News Topical, Digital Desk : The security market regulator i.e. Securities and Exchange Board of India (SEBI) has implemented a new rule to monitor intraday trading in the stock market. Its purpose is to prevent major risks and keep the market stable. This rule will come into effect from October 1, 2025. This rule will apply only to index options. Most of the trading in the derivatives market takes place in this.
What are the new rules?
- Intraday position limit: The net intraday position (difference between purchase and sale) of any one unit in index options will be limited to Rs 5,000 crore. At the end of the first day, this limit was Rs 1,500 crore.
- Total position limit: The total intraday position for both long and short positions will be limited to Rs 10,000 crore, same as the existing end-of-day limit.

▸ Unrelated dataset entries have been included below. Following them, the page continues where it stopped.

PR #2264, opened 2022-03-24
Import milli from meilisearch-lib

Kerollmops:
This PR directly imports the milli dependency used in _meilisearch-http_ from _meilisearch-lib_. I can't import _meilisearch-lib_ in _meiliserach-auth_ and that _meilisearch-auth_ can't use the milli exported by _meilisearch-lib_ 😞

### DIFF
--- a/meilisearch-http/src/helpers/env.rs
+++ b/meilisearch-http/src/helpers/env.rs
@@ -1,10 +1,11 @@
+use meilisearch_lib::milli::heed::Env;
 use walkdir::WalkDir;
 
 pub trait EnvSizer {
     fn size(&self) -> u64;
 }
 
-impl EnvSizer for milli::heed::Env {
+impl EnvSizer for Env {
     fn size(&self) -> u64 {
         WalkDir::new(self.path())
             .into_iter()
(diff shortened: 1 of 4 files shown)


meilisearch-http/src/helpers/env.rs
```diff
@@ -1,10 +1,11 @@
+use meilisearch_lib::milli::heed::Env;
```
MarinPostma, line 1: what about re-exporting `heed` directly, since this is the only thing we need from milli on `meilisearch-http` side
```suggestion
use meilisearch_lib::heed::Env;
```

MarinPostma (changes requested):
I agree that the `meilisearch-auth` situation is not ideal, I'm not sure yet what to do about it...

meilisearch-http/src/helpers/env.rs
Kerollmops: Yup! Done!

MarinPostma (approved):
👍 

bors merge

Kerollmops:
This is lindera which is not compiling due to Google Drive...

bors merge

PR #2277, opened 2022-03-29
fix(http): fix panic when sending document update without content type header

MarinPostma:
I found a panic when pushing documents without a content-type. This fixes is by returning unknown instead of crashing.


irevoire (approved):
👍

curquiza:
Is it something that would deserve v0.26.2?

MarinPostma:
bors merge

PR #2935, opened 2022-10-20
Remove key from index_tasks database when the value is empty

loiclec:
When there are no more tasks associated with an index name, delete the key from the `index_tasks` DB.


irevoire (approved):
noice as well

Kerollmops (approved):

PR #2937, opened 2022-10-20
Make sure that we don't delete or cancel future tasks

loiclec:
This should already have been the case before, but there is no harm in adding another check.


irevoire (commented):
Hummm not sure I see the point of that.
I think I would prefer if we did this double check in the `register` before writing the bitmap on disk, what do you think? 🤔

loiclec:
Yes, we could do it in the register as well. I'll update the PR. As for the purpose of the check, I think it's really not clear when looking at the code that the task ids in `matched_tasks` are `< task.uid`, so I don't want to rely on it for the correctness of the implementation.

irevoire (approved):
Perfect thank you!

PR #2949, opened 2022-10-24
Implement /swap-indexes — continued

loiclec:
1. Change the route from `/indexes-swap` to `/swap-indexes`
2. Change the payload so the field is called `swap` instead of `indexes`
3. Add two custom error messages for the route
4. Fix auth errors


meilisearch-http/src/routes/swap_indexes.rs
```diff
@@ -0,0 +1,131 @@
...
+            }
+            Ok(())
+        }
+    }
+    impl std::error::Error for IndexesNotFoundError {}
+    impl ErrorCode for IndexesNotFoundError {
+        fn error_code(&self) -> Code {
+            Code::IndexNotFound
+        }
+    }
```
irevoire, line 101: Could you delete this custom struct and directly define everything in the `meilisearch-http/src/error.rs` module?
Also, instead of redifining the `IndexNotFound` error, maybe we could call the one from the `IndexScheduler` so we don’t duplicate the message for now?

We already have this kind of error which looks pretty similar to me;
```rust
    #[error("A Content-Type header is missing. Accepted values for the Content-Type header are: {}",
            .0.iter().map(|s| format!("`{}`", s)).collect::<Vec<_>>().join(", "))]
    MissingContentType(Vec<String>),
```


And for the `indexes` we’re already

meilisearch-http/src/routes/swap_indexes.rs
```diff
@@ -0,0 +1,131 @@
...
+                )?;
+                for index in self.indexes.iter().skip(1) {
+                    write!(f, ", `{}`", index)?;
+                }
+                write!(f, "were specified several times.")?;
+            }
+
+            Ok(())
+        }
+    }
```
irevoire, line 124: Same it would be nice if we could use our already defined error type with maybe two more variants to handle both cases?

irevoire (changes requested):

irevoire (approved):

PR #2950, opened 2022-10-24
Add some tests to the index scheduler and fix a few bugs

loiclec:
There are a couple of changes in this pull request.

## Add manual failure points for testing purposes
This looks like this in the main code:
```rust
   pub(crate) fn create_next_batch(&self, rtxn: &RoTxn) -> Result<Option<Batch>> {
        #[cfg(test)]
        self.maybe_fail(crate::tests::FailureLocation::InsideCreateBatch)?;
        // ...
   }
```
and this in the tests:
```rust
  // this index scheduler will have a simulated failure on the first call to `tick` inside the `create_batch` method
  let (index_scheduler, handle) =
            IndexScheduler::test(true, vec![(1, FailureLocation::InsideCreateBatch)]);
```
The point is to be able to test that the index scheduler handles exceptional failures well.

## Refactor test breakpoints
Breakpoints in the main code are now called via a helper function that sends two messages in the channel. This is to ensure that the index scheduler never proceeds ahead of the tests. 

## Resilience improvement 1
When an irrecoverable error occurs, the index scheduler will pause for one second before starting the next iteration of the run loop. This is to avoid wasting CPU cycles when it's extremely likely that every call to `tick` will quickly return the same error as last time. 

## Resilience improvement 2
If a task's content file fails to be deleted, an error message is logged, but the task is still marked as succeeded and no error is thrown.

## Resilience improvement 3
`process_batch` is run inside its own thread so that panics can be caught and be prevented from crashing the index scheduler itself.

## Test improvement
A new method is available on `IndexScheduler` in `#[cfg(test)]` called `assert_internally_consistent()`. It ensures that the content of the index scheduler is correct according **if** the content of its `all_tasks` database is correct. This is a best effort at the moment, and stricter checks could still be performed.

## Bug Fix: details of the IndexSwap task 
An index swap task's details are now correctly updated by future index swap tasks.

## Bug fix: `get_task_ids` handle processing tasks correctly
Previously, the `get_task_ids` implementation completely ignored the fact that processing tasks are not stored in the database. Now it does.


irevoire (approved):

index-scheduler/src/lib.rs
```diff
@@ -378,37 +421,93 @@ impl IndexScheduler {
...
+                };
+                let start = map_bound(bounds.0, |b| b.unix_timestamp_nanos());
+                let end = map_bound(bounds.1, |b| b.unix_timestamp_nanos());
+                let is_within_dates = RangeBounds::contains(
+                    &(start, end),
+                    &started_at_processing.unix_timestamp_nanos(),
+                );
+                if !is_within_dates {
+                    filtered_processing_tasks.clear();
+                }
```
Kerollmops, line 497: Instead of using a loop trick to be able to early return, why not putting that in a closure and calling it for the three cases? Or why not using an optional instead?

```
let x = match y {
    good => Some(y),
    bad => None,
};

if let Some(y) = x {
    // I do the thing here
}
```

index-scheduler/src/lib.rs
```diff
@@ -243,7 +248,44 @@ pub struct IndexScheduler {
     /// The next entry is dedicated to the tests.
     /// It provide a way to break in multiple part of the scheduler.
     #[cfg(test)]
-    test_breakpoint_sdr: crossbeam::channel::Sender<Breakpoint>,
+    test_breakpoint_sdr: crossbeam::channel::Sender<(Breakpoint, bool)>,
```
Kerollmops, line 251: Could you please explain what this bool is for, here?

index-scheduler/src/utils.rs
```diff
@@ -256,6 +256,22 @@ pub fn swap_index_uid_in_task(task: &mut Task, swap: (&str, &str)) {
         K::TaskCancelation { .. } | K::TaskDeletion { .. } | K::DumpExport { .. } | K::Snapshot => {
         }
     };
+    match &mut task.details {
+        Some(details) => match details {
+            Details::IndexSwap { swaps } => {
```
Kerollmops, line 261:
```suggestion
        Some(Details::IndexSwap { swaps }) => 
```

index-scheduler/src/lib.rs
```diff
@@ -323,34 +373,27 @@ impl IndexScheduler {
...
+                    // Wait one second when an irrecoverable error occurs.
+                    match e {
+                        Error::CorruptedTaskQueue
+                        | Error::TaskDatabaseUpdate(_)
+                        | Error::HeedTransaction(_)
+                        | Error::CreateBatch(_) => {
+                            std::thread::sleep(Duration::from_secs(1));
+                        }
+                        _ => {}
+                    }
```
Kerollmops, line 395: can we use [the matches macro here](https://doc.rust-lang.org/std/macro.matches.html), please?

index-scheduler/src/lib.rs
```diff
@@ -378,37 +421,93 @@ impl IndexScheduler {
     pub fn get_task_ids(&self, query: &Query) -> Result<RoaringBitmap> {
         let rtxn = self.env.read_txn()?;
 
-        // This is the list of all the tasks.
-        let mut tasks = self.all_task_ids(&rtxn)?;
+        let ProcessingTasks { started_at: started_at_processing, processing: tasks_processing } =
```
Kerollmops, line 424:
```suggestion
        let ProcessingTasks { started_at: started_at_processing, processing: processing_tasks } =
```

index-scheduler/src/lib.rs
```diff
@@ -378,37 +421,93 @@ impl IndexScheduler {
...
+                    // special case for Processing tasks
+                    Status::Processing => {
+                        include_processing_tasks = true;
+                        status_tasks |= &tasks_processing;
+                    }
+                    status => status_tasks |= &self.get_status(&rtxn, *status)?,
+                };
+            }
+            if !include_processing_tasks {
+                tasks -= &tasks_processing;
```
Kerollmops, line 443:
```suggestion
                    Status::Processing => status_tasks |= &tasks_processing,
                    status => status_tasks |= &self.get_status(&rtxn, *status)?,
                }
            }
            if status.contains(&Status::Processing) {
                tasks -= &tasks_processing;
```

You can remove this `include_processing_tasks` boolean and simplify a bit, here.

Kerollmops (changes requested):
This PR is very good, it fixes a lot of bugs and makes the index scheduler even safer. However, would it be possible to use `()` instead of `{}` for the match branches and would it be possible to simplify some of the code that I highlighted?

loiclec:
Thanks for the review, I applied all your suggestions :)

irevoire (approved):

PR #2956, opened 2022-10-25
Fix crash when batching an index swap task containing 0 swaps

loiclec:
The crash occurred because we expected autobatched tasks to always be associated with at least one index.

The fix consists of checking whether the first autobatched task has an `IndexSwap` kind, and then creating the index swap batch separately in the `create_batch` method. 

( I also deleted some unreferenced insta-snapshot files in this PR.)


index-scheduler/src/batch.rs
```diff
@@ -416,41 +412,46 @@ impl IndexScheduler {
...
+        // 5.1. If the task is an index swap, create the batch directly.
+        if matches!(task.kind.as_kind(), Kind::IndexSwap) {
+            return Ok(Some(Batch::IndexSwap { task }));
+        }
+
+        // 5.2. Otherwise, get the index name associated with the task and use the autobatcher
+        // to batch the enqueued tasks associated with this index.
+
+        // This is safe because all the remaining task are associated with an index.
+        let index_name = task.index_uid().unwrap();
```
Kerollmops, line 428: Wouldn't it be better to use this unwrap to our advantage and match on the output of `index_uid`, here?
Like checking that it returns an index uid and if not check that it is, indeed, an IndexSwap.

index-scheduler/src/batch.rs
```diff
@@ -416,41 +412,46 @@ impl IndexScheduler {
             )));
         }
 
-        // 5. We take the next task and try to batch all the tasks associated with this index.
-        if let Some(task_id) = enqueued.min() {
-            let task = self.get_task(rtxn, task_id)?.ok_or(Error::CorruptedTaskQueue)?;
+        // 5. We make a batch from the unprioritised tasks. Start by taking the next enqueued task.
+        let task_id = if let Some(task_id) = enqueued.min() { task_id } else { return Ok(None) };
```
Kerollmops, line 416: Does it pass rustfmt, here? 😂 I love that but not sure it will pass!

loiclec:
Oops, ignore it for now, I just realised it is very wrong 😬

Kerollmops (changes requested):
Thank you for finding the bug here! Loves the fix!

index-scheduler/src/batch.rs
loiclec: I wrote it on several lines and rustfmt put it all in one line haha >:-(

index-scheduler/src/batch.rs
loiclec: The initial goal was to always create the IndexSwap batch manually here, even when it is associated with some indexes. But now I realised that we can't remove `IndexSwap` from the `BatchKind` type, since we need to stop batching tasks together when the autobatcher sees an IndexSwap task.

So now I have reverted the autobatcher to what it was, and I will only create the `IndexSwap` batch manually in the `create_batch` method when it is empty.

index-scheduler/src/batch.rs
```diff
@@ -416,41 +416,47 @@ impl IndexScheduler {
...
+        // If the task is not associated with any index, verify that it is an index swap and
+        // create the batch directly. Otherwise, get the index name associated with the task
+        // and use the autobatcher to batch the enqueued tasks associated with it
+
+        let index_name = if let Some(&index_name) = task.indexes().first() {
+            index_name
+        } else {
+            assert!(matches!(&task.kind, KindWithContent::IndexSwap { swaps } if swaps.is_empty()));
+            return Ok(Some(Batch::IndexSwap { task }));
+        };
```
irevoire, line 432: I’m not sure I understand.
Why is the index_swap not returning the two indexes as it was doing before?

Kerollmops (approved):
Thank you very much, merging!
Just for my info, index swap tasks are associated with no index in the task list 

bors merge

index-scheduler/src/batch.rs
irevoire: Ah nvm just got it

loiclec:
@Kerollmops no, they are! it is only the *empty* index swap tasks that are not associated with an index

Why is SEBI bringing this new rule?
SEBI says that this framework will make trading easier, strengthen risk management and bring stability to the market. This rule will especially help in preventing very large intraday positions on the expiry day, so that the market can function in an orderly manner.
Why was this step necessary?
SEBI observed that some traders were taking very large positions in index options on expiry day, which was increasing volatility and risk in the market. Recently, SEBI temporarily managed the American hedge fund Jane Street from the market. It manipulated the index by making deals simultaneously in the cash, futures and options market and made huge profits.